Je prie pour Andreï Belooussov, afin qu’il ne connaisse pas le destin de Stolypine et puisse mener à bien son nettoyage. Que Poutine l’ait nommé pour ce faire me rassure. Et puis mon père Valentin soutient Poutine, c'est vraiment la lueur qui me guide dans les ténèbres. Mon père Valentin n’a jamais été communiste, il est monarchiste, d’une culture encyclopédique et d’une intelligence exceptionnelle.

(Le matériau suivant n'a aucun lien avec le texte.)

PR #548, opened 2018-01-02
user config of metrics reporting

uwiger:
See PT Issue: https://www.pivotaltracker.com/story/show/153632015

### DIFF
--- a/apps/aecore/src/aec_metrics.erl
+++ b/apps/aecore/src/aec_metrics.erl
@@ -34,6 +34,8 @@
 -record(st, {type_map = [] :: list(),
              prefix = []   :: string()}).
 
+-record(filter, {}).
+
 -record(statsd, {
           socket        :: inet:socket() | undefined,
           tref          :: reference() | undefined,
@@ -43,6 +45,9 @@
           reconnect_interval = ?DEFAULT_RECONNECT_INTERVAL :: pos_integer()
          }).
 
+%% Hard-coded default
+default_dests() ->
+    [log, send].
 
 %%===================================================================
 %% Metrics API
@@ -82,6 +87,9 @@ start_reporters() ->
                                            {state, []}]},
                                   {output, [{mode, plugin},
                                             {module, ?MODULE},
+                                            {state, filter}]},
+                                  {output, [{mode, plugin},
+                                            {module, ?MODULE},
                                             {state, statsd}]},
                                   {output, [{mode, plugin},
                                             {module, ?MODULE},
@@ -113,19 +121,22 @@ subscriber_loop(Logger) ->
             subscriber_loop(Logger)
     end.
 
+logger_init_output(filter) ->
+    {ok, #filter{}};
 logger_init_output(log) ->
     {ok, log};
 logger_init_output(statsd) ->
     {ok, init_statsd()}.
 
-logger_handle_data(#{} = Data, log = St) ->
+logger_handle_data(#{} = Data, #filter{} = St) ->
+    apply_filter(Data, St);  % sets do_log and do_send flags
+logger_handle_data(#{do_log := true} = Data, log = St) ->
     epoch_metrics:info("~s", [line(Data)]),
     {Data, St};
-logger_handle_data(Data, log = St) ->
-    {Data, St};
-logger_handle_data(Data, #statsd{} = St) ->
-    statsd_handle_data(Data, St).
-
+logger_handle_data(#{do_send := true} = Data, #statsd{} = St) ->
+    statsd_handle_data(Data, St);
+logger_handle_data(Data, St) ->
+    {Data, St}.
 
 %%===================================================================
 %% exometer_report callbacks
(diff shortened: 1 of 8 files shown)


apps/aecore/src/aec_metrics_rpt_dest.erl
```diff
@@ -0,0 +1,185 @@
...
+                      Actions = maps:get(<<"actions">>, R, <<"log,send">>),
+                      Cmd = <<"type=",Type/binary,"/",
+                              Name/binary,"/",
+                              DPs/binary>>,
+                      try
+                          Found = aec_metrics_lib:find_entries_cmd([Cmd]),
+                          make_destinations(Found, Actions, Tab)
+                      catch
+                          error:E ->
+                              lager:error("CRASH: ~p~n~p~n",
```
dincho: Can we somehow remove the newlines here?

see https://github.com/aeternity/epoch/pull/456

apps/aecore/src/aec_metrics.erl
```diff
@@ -34,6 +34,8 @@
 -record(st, {type_map = [] :: list(),
              prefix = []   :: string()}).
 
+-record(filter, {}).
```
ThomasArts: Would it not be more flexible and future proof to have a map here instead? Just an idea, not needed at the moment.

apps/aecore/src/aecore_app.erl
```diff
@@ -19,6 +19,7 @@ start(_StartType, _StartArgs) ->
 start_phase(create_metrics_probes, _StartType, _PhaseArgs) ->
     aec_metrics:create_metrics_probes();
 start_phase(start_reporters, _StartType, _PhaseArgs) ->
+    aec_metrics_rpt_dest:check_config(),
```
lucafavatella: I suggest checking the return value here.

apps/aecore/src/aec_metrics_lib.erl
```diff
@@ -0,0 +1,199 @@
...
+    Parts = re:split(S, "/"),
+    lists:foldl(
+      fun(P, Acc) ->
+              parse_part(part_type(P), P, Acc)
+      end, #{name   => [],
+             type   => '_',
+             status => Status0,
+             dps    => default}, Parts).
+
+part_type(<<"type=", _/binary>> ) -> type;
```
ThomasArts: Would be nice to somehere (not at the cost of having jsx) have a function that parses binary strings into maps.

apps/aecore/src/aec_metrics_lib.erl
```diff
@@ -0,0 +1,199 @@
...
+    case split("**", Parts) of
+        {_, []} ->
+            [replace_parts_1(Parts)];
+        {Before, After} ->
+            Head = replace_parts_1(Before),
+            Tail = replace_parts_1(After),
+            [Head ++ Pad ++ Tail || Pad <- pads()]
+    end.
+
+pads() ->
```
ThomasArts: Really? Would a function pad(N) -> [ '_'  || _ lists:seq(1,N)] not be nicer and then pads(K) -> [ pads(N) || N <- lists:seq(1,K)].

apps/aecore/src/aec_metrics_rpt_dest.erl
```diff
@@ -0,0 +1,185 @@
...
+            T = ets:new(?TAB, [set, public, named_table,
+                               {keypos, #metric.key},
+                               {heir, self(), []}]),
+            T;
+        _ ->
+            ?TAB
+    end.
+
+populate_tab(Tab) ->
+    case aeu_env:user_map([<<"metrics">>,<<"rules">>]) of
```
ThomasArts: Here's the binary strings to map function that I refered to!

apps/aecore/src/aec_metrics.erl
uwiger: Actually, it would be more consistent right now to make it an atom; it's only used for pattern-matching in order to determine plugin context, and the 'log' plugin uses an atom instead.

apps/aeutils/priv/epoch_config_schema.json
```diff
@@ -217,6 +217,42 @@
                     "How often (in ms) to try reconnecting to the daemon",
                     "type" : "integer",
                     "minimum" : 0
+                },
+                "rules" : {
+                    "description" :
+                    "Filter rules guiding logging/sending of metrics.",
```
lucafavatella: A short description of the default behaviour would help.

apps/aecore/src/aec_metrics_lib.erl
uwiger: Yes ... that was copied from riak_core, and those guys were pretty focused on speed.
My favorite solution would be to extent ets:select() match specs. :)

uwiger:
@lucafavatella that's correct. The default behavior is exactly as before, so no entry in the 'filter table' is interpreted as "both log and send to DD".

Un autre élément qui me donne de l’espoir, en Dieu, en l’archange saint Michel, en la providence, c’est la qualité des soldats russes et de ceux qui les aident, les conversions massives et les miracles, tout ce qui se passe « là bas », parallèlement aux histoires de brigands et aux bacchanales estivales de la plèbe dont l’Administration de Pereslavl admet, paraît-il, ouvertement favoriser l’élevage en batterie. Et aussi la mémoire génétique, le surgissement, malgré tout, de Russes inattendus et convaincus dans des familles où l'on avait perdu le souvenir de ce que c'était, avec l'estime pour ses ancêtres moujiks.

Juste avant le covid, j’avais ici une excellente généraliste, le docteur Ivanova, et puis elle avait disparu de la circulation. Ensuite, Gilles m’avait dit qu’elle était à Kostroma, où il était allé la consulter, et elle lui avait parlé de moi. Récemment, Lika, la femme de Gilles, m’a dit que le docteur Ivanova était de retour à Pereslavl. J’ai pris rendez-vous. Elle m’a dit que son retour était dû à son veuvage, et en effet, elle avait l’air plutôt triste, mais si je suis pour elle pleine de compassion, j’avoue que son retour me soulage énormément. Elle est compétente et consciencieuse, avec de grands yeux bleus sévères et honnêtes. Elle m’envoie faire toutes sortes d’examens de routine, mais au moins je sais où aller, et m’interdit complètement le sucre, car mon pancréas est surmené, et d’après elle, la plupart des ennuis que j’ai, y compris les problèmes d’articulations, viennent d’un état inflammatoire engendré par l’ablation, autrefois, de la vésicule biliaire et l’abus de sucre.

Ce n’est évidemment pas marrant, car cela me prive de la consolation des gâteaux du café français, et autres pauses sucrées, cela complique aussi beaucoup l’alimentation quotidienne. Mais en même temps, j’éprouve le sentiment que le retour du docteur est pour moi quelque chose de providentiel, que je serai moins seule vis à vis de mes problèmes de santé et de vieillissement ; que cela me sauve peut-être la vie, ou me la prolongera, et j’ai besoin de vivre au moins jusqu’à la mort de mes chats ou notre éventuel anéantissement collectif par les effets de la malfaisance de la caste. Aussi suis-je pleine de reconnaissance envers le Seigneur qui m'envoie cet ange en blouse blanche.